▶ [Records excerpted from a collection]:
▼▼▼

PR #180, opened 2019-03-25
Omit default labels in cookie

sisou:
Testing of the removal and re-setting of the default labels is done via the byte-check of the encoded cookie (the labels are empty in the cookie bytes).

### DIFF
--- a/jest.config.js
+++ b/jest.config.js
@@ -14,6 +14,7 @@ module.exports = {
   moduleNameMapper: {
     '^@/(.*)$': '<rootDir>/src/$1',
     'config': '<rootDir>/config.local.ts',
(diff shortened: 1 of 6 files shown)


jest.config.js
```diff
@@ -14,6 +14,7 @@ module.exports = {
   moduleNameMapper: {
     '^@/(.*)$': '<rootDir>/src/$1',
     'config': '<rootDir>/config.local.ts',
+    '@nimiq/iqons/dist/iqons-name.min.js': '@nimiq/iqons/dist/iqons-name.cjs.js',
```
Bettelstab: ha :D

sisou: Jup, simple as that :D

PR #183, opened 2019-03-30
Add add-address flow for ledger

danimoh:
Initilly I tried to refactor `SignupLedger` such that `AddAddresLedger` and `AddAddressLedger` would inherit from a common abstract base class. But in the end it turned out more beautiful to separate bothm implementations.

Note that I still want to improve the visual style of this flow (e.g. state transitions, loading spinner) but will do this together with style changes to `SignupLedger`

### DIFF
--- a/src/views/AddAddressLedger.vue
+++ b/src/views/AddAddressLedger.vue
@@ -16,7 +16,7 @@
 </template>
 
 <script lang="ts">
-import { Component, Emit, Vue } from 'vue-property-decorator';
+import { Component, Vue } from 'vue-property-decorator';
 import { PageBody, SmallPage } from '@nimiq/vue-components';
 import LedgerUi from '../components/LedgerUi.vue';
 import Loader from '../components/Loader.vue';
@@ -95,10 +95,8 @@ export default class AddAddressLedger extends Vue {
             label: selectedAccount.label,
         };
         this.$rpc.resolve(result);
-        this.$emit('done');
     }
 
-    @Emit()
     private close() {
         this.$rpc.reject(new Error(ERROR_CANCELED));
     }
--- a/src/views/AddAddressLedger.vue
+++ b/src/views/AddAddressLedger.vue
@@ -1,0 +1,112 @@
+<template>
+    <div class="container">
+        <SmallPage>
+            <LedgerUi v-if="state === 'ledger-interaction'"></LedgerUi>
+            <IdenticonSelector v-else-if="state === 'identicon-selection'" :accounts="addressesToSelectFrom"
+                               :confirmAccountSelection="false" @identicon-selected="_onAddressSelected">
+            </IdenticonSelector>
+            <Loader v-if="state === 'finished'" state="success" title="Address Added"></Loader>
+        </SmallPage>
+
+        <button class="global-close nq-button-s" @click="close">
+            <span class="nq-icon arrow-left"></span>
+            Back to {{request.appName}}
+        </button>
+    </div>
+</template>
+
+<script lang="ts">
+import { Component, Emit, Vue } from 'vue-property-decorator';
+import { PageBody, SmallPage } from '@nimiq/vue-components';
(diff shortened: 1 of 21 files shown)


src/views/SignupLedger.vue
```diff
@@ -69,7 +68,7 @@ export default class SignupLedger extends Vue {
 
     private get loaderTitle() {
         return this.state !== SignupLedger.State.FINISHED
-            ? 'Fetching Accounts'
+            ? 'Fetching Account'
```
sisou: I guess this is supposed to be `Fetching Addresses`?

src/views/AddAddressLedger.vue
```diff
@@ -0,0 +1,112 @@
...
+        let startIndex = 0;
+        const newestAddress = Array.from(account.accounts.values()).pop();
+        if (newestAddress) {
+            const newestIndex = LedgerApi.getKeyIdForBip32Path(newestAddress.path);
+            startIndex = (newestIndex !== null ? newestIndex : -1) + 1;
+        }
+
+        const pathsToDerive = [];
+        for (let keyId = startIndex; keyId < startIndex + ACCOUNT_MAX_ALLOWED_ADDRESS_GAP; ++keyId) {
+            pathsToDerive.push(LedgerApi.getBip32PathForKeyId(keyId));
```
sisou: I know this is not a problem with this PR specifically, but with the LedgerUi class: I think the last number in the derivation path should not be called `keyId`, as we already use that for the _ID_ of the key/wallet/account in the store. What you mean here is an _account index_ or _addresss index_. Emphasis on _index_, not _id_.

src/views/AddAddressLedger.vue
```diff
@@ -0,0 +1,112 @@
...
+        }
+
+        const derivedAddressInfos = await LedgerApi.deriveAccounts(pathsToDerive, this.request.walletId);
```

▲▲▲

▶ [REQUIRED WORK]: Give every entry again, exactly as it reads.

▶ [RESULT FOR THIS EXERCISE]:
PR #180, opened 2019-03-25
Omit default labels in cookie

sisou:
Testing of the removal and re-setting of the default labels is done via the byte-check of the encoded cookie (the labels are empty in the cookie bytes).

### DIFF
--- a/jest.config.js
+++ b/jest.config.js
@@ -14,6 +14,7 @@ module.exports = {
   moduleNameMapper: {
     '^@/(.*)$': '<rootDir>/src/$1',
     'config': '<rootDir>/config.local.ts',
(diff shortened: 1 of 6 files shown)


jest.config.js
```diff
@@ -14,6 +14,7 @@ module.exports = {
   moduleNameMapper: {
     '^@/(.*)$': '<rootDir>/src/$1',
     'config': '<rootDir>/config.local.ts',
+    '@nimiq/iqons/dist/iqons-name.min.js': '@nimiq/iqons/dist/iqons-name.cjs.js',
```
Bettelstab: ha :D

sisou: Jup, simple as that :D

PR #183, opened 2019-03-30
Add add-address flow for ledger

danimoh:
Initilly I tried to refactor `SignupLedger` such that `AddAddresLedger` and `AddAddressLedger` would inherit from a common abstract base class. But in the end it turned out more beautiful to separate bothm implementations.

Note that I still want to improve the visual style of this flow (e.g. state transitions, loading spinner) but will do this together with style changes to `SignupLedger`

### DIFF
--- a/src/views/AddAddressLedger.vue
+++ b/src/views/AddAddressLedger.vue
@@ -16,7 +16,7 @@
 </template>
 
 <script lang="ts">
-import { Component, Emit, Vue } from 'vue-property-decorator';
+import { Component, Vue } from 'vue-property-decorator';
 import { PageBody, SmallPage } from '@nimiq/vue-components';
 import LedgerUi from '../components/LedgerUi.vue';
 import Loader from '../components/Loader.vue';
@@ -95,10 +95,8 @@ export default class AddAddressLedger extends Vue {
             label: selectedAccount.label,
         };
         this.$rpc.resolve(result);
-        this.$emit('done');
     }
 
-    @Emit()
     private close() {
         this.$rpc.reject(new Error(ERROR_CANCELED));
     }
--- a/src/views/AddAddressLedger.vue
+++ b/src/views/AddAddressLedger.vue
@@ -1,0 +1,112 @@
+<template>
+    <div class="container">
+        <SmallPage>
+            <LedgerUi v-if="state === 'ledger-interaction'"></LedgerUi>
+            <IdenticonSelector v-else-if="state === 'identicon-selection'" :accounts="addressesToSelectFrom"
+                               :confirmAccountSelection="false" @identicon-selected="_onAddressSelected">
+            </IdenticonSelector>
+            <Loader v-if="state === 'finished'" state="success" title="Address Added"></Loader>
+        </SmallPage>
+
+        <button class="global-close nq-button-s" @click="close">
+            <span class="nq-icon arrow-left"></span>
+            Back to {{request.appName}}
+        </button>
+    </div>
+</template>
+
+<script lang="ts">
+import { Component, Emit, Vue } from 'vue-property-decorator';
+import { PageBody, SmallPage } from '@nimiq/vue-components';
(diff shortened: 1 of 21 files shown)


src/views/SignupLedger.vue
```diff
@@ -69,7 +68,7 @@ export default class SignupLedger extends Vue {
 
     private get loaderTitle() {
         return this.state !== SignupLedger.State.FINISHED
-            ? 'Fetching Accounts'
+            ? 'Fetching Account'
```
sisou: I guess this is supposed to be `Fetching Addresses`?

src/views/AddAddressLedger.vue
```diff
@@ -0,0 +1,112 @@
...
+        let startIndex = 0;
+        const newestAddress = Array.from(account.accounts.values()).pop();
+        if (newestAddress) {
+            const newestIndex = LedgerApi.getKeyIdForBip32Path(newestAddress.path);
+            startIndex = (newestIndex !== null ? newestIndex : -1) + 1;
+        }
+
+        const pathsToDerive = [];
+        for (let keyId = startIndex; keyId < startIndex + ACCOUNT_MAX_ALLOWED_ADDRESS_GAP; ++keyId) {
+            pathsToDerive.push(LedgerApi.getBip32PathForKeyId(keyId));
```
sisou: I know this is not a problem with this PR specifically, but with the LedgerUi class: I think the last number in the derivation path should not be called `keyId`, as we already use that for the _ID_ of the key/wallet/account in the store. What you mean here is an _account index_ or _addresss index_. Emphasis on _index_, not _id_.

src/views/AddAddressLedger.vue
```diff
@@ -0,0 +1,112 @@
...
+        }
+
+        const derivedAddressInfos = await LedgerApi.deriveAccounts(pathsToDerive, this.request.walletId);
```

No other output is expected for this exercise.